FIX: Cardinality estimates are too low when value is outside histogram

This article was previously published under Q319173
This article has been archived. It is offered "as is" and will no longer be updated.
BUG #: 356671 (SHILOH_BUGS)
The cardinality estimate for a predicate that uses a literal or a parameter value may be too low (typically 1.0) under the following conditions:
  • There are more rows in the table than there were when the statistics were last updated.
  • The value from the predicate is less than the first value or greater than the last value stored in the existing histogram.
  • The pattern of inserts is such that for this index or statistics collection, the values that correspond to newly added rows always tend to go at either the beginning or the end of the existing histogram steps as opposed to being evenly distributed through the existing range of data values. Some examples of this are an index on a column with the IDENTITY property, or on a datetime column that stores the time the row was inserted.
You may observe some of the following behaviors as a result of this problem:
  • This table might be accessed early in the join order because the cardinality estimates are low, where a later order may be more appropriate.
  • In scenarios where there is a multi-column index and the filter predicate is the leading column of this index, a seek that uses that index may seek by using only the first column when it can use additional columns in the seek predicate.
To resolve this problem, obtain the latest service pack for Microsoft SQL Server 2000. For more information, click the following article number to view the article in the Microsoft Knowledge Base:
290211 How to obtain the latest SQL Server 2000 service pack
To work around this behavior, schedule a job that runs update statistics against the affected index so that the statistics remain up to date.
Microsoft has confirmed that this is a problem in the Microsoft products that are listed in the "Applies to" section.

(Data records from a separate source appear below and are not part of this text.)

Issue #208, opened 2020-08-18
ECR service controller


tabern:
## New ACK service controller

Support for Amazon ECR.

### List of API resources

List the API resources in order of importance to you:

* [Repository](https://docs.aws.amazon.com/AmazonECR/latest/APIReference/API_CreateRepository.html)

mikestef9:
Closing as this service controller has graduated to GA. Separate issues can be opened to discuss specific follow on topics on the controller.

PR #214, opened 2020-08-19
ensure ECR DescribeRepositories properly generated

jaypipes:
There were two issues with the generated ECR service controller code.
The first issue had to do with the generated code not properly
understanding the NotFound exception code for repositories. The solution
to this was adding something to the generatorConfig for ECR to instruct
the generator which exception code to identity NotFound errors.

The second issue had to do with another generatorConfig instruction:
tell the code generator to output Go code to filter out Repository
results in the `DescribeRepositoriesOutput.Repositories` struct field
that did not have a match `RepositoryName` value as the CR's
`Spec.RepositoryName` field.

Adding the `services/ecr/generator.yaml` file and configuring it like so
fixed the above two problems:

```yaml
resources:
  Repository:
    exceptions:
      codes:
        404: RepositoryNotFoundException
    list_operation:
      match_fields:
        - RepositoryName
```

Finally, I updated both the unit test for ECR repository code generation
as well as modified the ECR smoke test to include creation of 3 separate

This problem was first corrected in SQL Server 2000 Service Pack 3.
SQL Server statistics include:
  • A count of the number of rows that were in the table when a set of statistics were created.
  • Density information.
  • A histogram that represents the distribution of the values in the table.
When the optimizer uses a histogram, it compares the number of rows currently in the table with the number of rows that existed when the statistics were created. If the numbers differ, it tries to update what the histogram might look like given the current number of rows in the table. The changes to the histogram include the creation of two new histogram steps at the low and high ends of the histogram, which reflect the new rows that have been added to the table.

The exact distribution of values after a series of updates is not known, so SQL Server guesses as to how many rows would have been inserted in the middle of the existing data distribution versus at the beginning or end of the histogram steps. If the nature of the data is such that new rows for this index typically appear at or before or after the existing values, the cardinality estimate will be too low, typically 1.0.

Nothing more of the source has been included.